Травмы не являются основной темой этой главы, но в качестве предисловия поговорить о них, может быть, полезно. Травмирующий эффект отчётливо демонстрирует, что человек, будучи животным, способен к особому типу обучения (невероятно быстрому, трудному для дальнейших усовершенствований), результаты которого остаются в памяти надолго, не требуя для поддержания уровня знаний повторных уроков. Хотелось бы, конечно, чтобы мы могли, лишь пролистав какую- нибудь книгу, усвоить всё, что в ней написано, и помнить это долгие годы, однако, если бы наша способность к обучению была настолько грандиозной, она потеряла бы всякий смысл. Всё вокруг приобрело бы одинаковую значимость, и нам просто не из чего было бы выбирать. Способность усваивать материал быстро и помнить о нём продолжительное время дана нам природой только в отношении наиболее впечатляющих моментов нашей жизни. Опыт, оставивший травмы у нас в душе, — это только одна сторона медали. Я намерен перевернуть эту медаль и изучить другую сторону, которую я называю «импринтинг» (запечатление, впечатывание в память).

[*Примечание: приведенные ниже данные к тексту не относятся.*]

PR #166, opened 2023-01-18
Refactored signal to align with rc.3

guillemcordoba:


src/api/client.ts
```diff
@@ -65,15 +65,16 @@ export class WsClient extends Emittery {
           // We have received a system signal, do nothing
           return;
         }
+        const encodedAppSignal = derializedSignal["App"];
```
Connoropolous: You could use SignalType.App here

src/api/app/types.ts
```diff
@@ -101,11 +101,17 @@ export const SignalType = {
...
 export type Signal = {
-  [SignalType.App]: [CellId, any];
+  [SignalType.App]: EncodedAppSignal;
   [SignalType.System]: unknown;
 };
+export type EncodedAppSignal = {
+  cell_id: CellId;
+  zome_name: string;
+  signal: Uint8Array;
+};
```
Connoropolous, line 167: What about introducing PermaLinks comments through to the Rust side code? Bumping into quite a few serialization issues ongoingly

jost-s: I'm not familiar with PermaLinks, what is that?

Connoropolous: oops, just meant like a github permalink... like this. 
Screenshot 2023-01-18 at 9 08 02 PM

PR #171, opened 2023-01-23
feat(nix): exclude launcher from holonix

steveej:


jost-s:
This workaround isn't needed any longer.

PR #173, opened 2023-02-01
stringify error responses such that they are readable in the browser console

matthme:
I kept getting errors of the kind `unresolved Promise rejection: [Object Object]` for failing zome calls which were really unhelpful and I figured out that stringifying the result in the error case solves that.


jost-s:
Are you okay with the slightly increased effort of try/catching?

matthme:
Yes I think I can live with it. You can close the PR if you like.

PR #183, opened 2023-04-13
feat(storage-info): Add storage info endpoint to the admin API client

ThetaSinner:


ThetaSinner:
The test isn't happy because `storage_info` doesn't exist in the `holochain` currently pointed to by holonix - still working out what to do about that

jost-s:
Until we have a holonix version for 0.2 we can only update the flake to reference `develop`. I don't want to do that.
I'll run the tests locally too and then we should be good. It's not a potential source of a lot of bugs =)

src/api/admin/types.ts
```diff
@@ -706,6 +706,43 @@ export interface FullStateDump {
...
+  cache_data_size: number;
+  cache_data_size_on_disk: number;
+  used_by: Array<InstalledAppId>;
+}
+
+/**
+ * @public
+ */
+export interface DnaStorageBlob {
+  Dna: DnaStorageInfo;
```
jost-s, line 726:
```suggestion
  dna: DnaStorageInfo;
```

jost-s (approved):
Great!

Tested locally with Holochain v0.2.0-beta-rc.4 with success.

It's quite late where you are, so I lower-case the property and merge and release this.

src/api/admin/types.ts
jost-s: This has to be fixed upstream in Holochain. The Conductor API should produce all lower case snake case fields/properties.

jost-s: fixed by https://github.com/holochain/holochain/pull/2234

jost-s:
> Until we have a holonix version for 0.2 we can only update the flake to reference `develop`. I don't want to do that. I'll run the tests locally too and then we should be good. It's not a potential source of a lot of bugs =)

Actually I pointed the flake to rc.4 after all.

PR #186, opened 2023-04-26
updated NetworkInfoRequest type

matthme:
Updates the `NetworkInfoRequest` type to the recent changes in the conductor API.


jost-s (approved):
Great, thanks! Haaa, I forgot to write a test for this call and therefore didn't realize the request parameters were wrong.

PR #192, opened 2023-06-08
fix: error handling for localhost

zeeshan595:
Passing `localhost` does not work for hc sandbox running inside nix develop. Use `127.0.0.1` instead. Not sure if this change is needed maybe we can just update the docs to capture that

### DIFF
--- a/src/api/client.ts
+++ b/src/api/client.ts
@@ -111,6 +111,9 @@ export class WsClient extends Emittery {
    */
   static connect(url: string) {
     return new Promise<WsClient>((resolve, reject) => {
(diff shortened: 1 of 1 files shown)


jost-s:
Yes, I've come across that too and changed all the tests to use 127.0.0.1. It's to do with [Node.js having changed the preferred DNS resolution from IPv4 to IPv6](https://github.com/nodejs/node/pull/39987). `localhost` will therefore resolve to `::1`, and if your happ isn't also using IPv6 which I suppose it isn't doing, then the address cannot be found.

Issue #2684, opened 2024-06-04
to support conditional routing with multiple destinations, customize conditional routing priorities and operation in route fail


YarBor:
**What would you like to be added**:
Support conditional routing with multiple destinations, and customize conditional routing priorities.

**Why is this needed**:
To cope with more complex routing scenarios.

Now [condition-rule](https://cn.dubbo.apache.org/en/overview/core-features/traffic/condition-rule/#condition) is
![image](https://github.com/apache/dubbo-go/assets/110281261/48590f9a-0e44-4738-b821-35ebf7692898)
Specifically, the matching condition of dubbo traffic(now) is only one match, and the incoming consumerURL is matched against all matching conditions, and the URLs of all callable objects and filtering conditions are matched.

in complex routing: (for example, i think what need to support in condition-routing)

all active service providers go match `region=$region & env=$env` first,
Match success, call them in loadbalance.
Match fail , then go match `env=$env` or any other ... 
until get service providers i want or nothing. 

Also, it is necessary to customize the behavior when a single conditional route fails to match. (match next or return null directly)

PR #2685, opened 2024-06-04
support conditional routing with multiple destinations, customize conditional routing priorities and operation in route fail

YarBor:
to support #2684 

new condition-rule config like this
```yaml
configVersion: v3.1
scope: service
force: true
runtime: true
enabled: true
key: org.apache.dubbo.samples.CommentService
conditions:
  - rule: method=getComment & env=gray & region=beijing => region=beijing & env=gray
    force: fasle
    priority: 10
  - rule: method=getComment => region=Hangzhou
    force: false
    priority: 10
  - rule: method=echo =>
    force: true
    priority: 15
```
| Condition Field | Type   | Required | DefaultValue |
|-----------------|--------|---------|---------|
| Rule            | String |   &#10003;    |         |
| Force           | Bool   |         | False   |
| Priority        | Int64  |         | 0       |

through `configVersion` to choose parse and load logic.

Если травмы всегда ассоциируются с болью и оставляют негативный отпечаток, то импринтинг — это явление положительное. Когда животное действует согласно импринтингу, у него вырабатывается позитивная привязанность к определённой реальности. Как и травмирующий опыт, процесс запечатления краткосрочен, практически никогда не повторяется и подкрепления дальнейшими действиями не требует. У человека это видно на примере отношений между матерью и ребёнком. Подобное может повториться, когда ребёнок вырастет и влюбится в другого человека. Привязанность к своей матери, ребёнку или партнёру представляет собой одну из трёх разновидностей жизненно важного опыта, который мы приобретаем на протяжении своей жизни и который представляет собой основу для такого явления, как импринтинг. Слово «влюблённость» фактически служит общепринятым описанием эмоционального наполнения того, что мы называем импринтингом, но прежде, чем мы заглянем глубже в мир людей, не помешает бросить беглый взгляд на то, как этопроисходит у других видов животных.
Птенцам многих птиц после вылупления из яиц необходимо немедленно установить контакт с матерью и научиться её узнавать. Они вынуждены следовать за ней неотступно и в целях безопасности всё время находиться рядом. Если только что вылупившиеся цыплята или утята делать этого не будут, они скоро потеряются или погибнут. Они настолько активны и подвижны, что матери никогда не удалось бы удержать их вблизи себя, если бы не сила импринтинга. Запечатление является делом всего нескольких минут. Первый же большой движущийся объект, попадающий в поле зрения цыплёнка или утёнка, автоматически становится «матерью». В нормальных условиях, естественно, этим объектом оказывается настоящая мать птенцов, но в экспериментальной ситуации им может стать всё что угодно. Если первым большим движущимся объектом, который видят инкубаторские цыплята, оказывается оранжевый воздушный шар, они будут толпиться вокруг него: шар сразу же принимает статус «матери». Влияние запечатления настолько велико, что, если через несколько дней цыплятам предоставить возможность выбора между шаром и матерью настоящей (которую раньше от них скрывали), они предпочтут шар. Более убедительного доказательства существования привычек и запечатлений, чем группа инкубаторских цыплят, стремящихся укрыться "под крылом" оранжевого шара и совершенно игнорирующих при этом родную мать, нельзяи представить.